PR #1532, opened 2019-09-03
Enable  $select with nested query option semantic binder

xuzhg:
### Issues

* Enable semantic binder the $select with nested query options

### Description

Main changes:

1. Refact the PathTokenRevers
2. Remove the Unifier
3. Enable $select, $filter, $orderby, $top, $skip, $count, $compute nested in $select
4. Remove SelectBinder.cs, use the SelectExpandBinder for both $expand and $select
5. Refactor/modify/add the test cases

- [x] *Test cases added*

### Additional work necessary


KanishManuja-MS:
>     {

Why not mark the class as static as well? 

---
^^^^^^^^
Your assignment: Your reply should consist of the records, duplicated exactly.

Exercise result:
PR #1532, opened 2019-09-03
Enable  $select with nested query option semantic binder

xuzhg:
### Issues

* Enable semantic binder the $select with nested query options

### Description

Main changes:

1. Refact the PathTokenRevers
2. Remove the Unifier
3. Enable $select, $filter, $orderby, $top, $skip, $count, $compute nested in $select
4. Remove SelectBinder.cs, use the SelectExpandBinder for both $expand and $select
5. Refactor/modify/add the test cases

- [x] *Test cases added*

### Additional work necessary


KanishManuja-MS:
>     {

Why not mark the class as static as well? 

---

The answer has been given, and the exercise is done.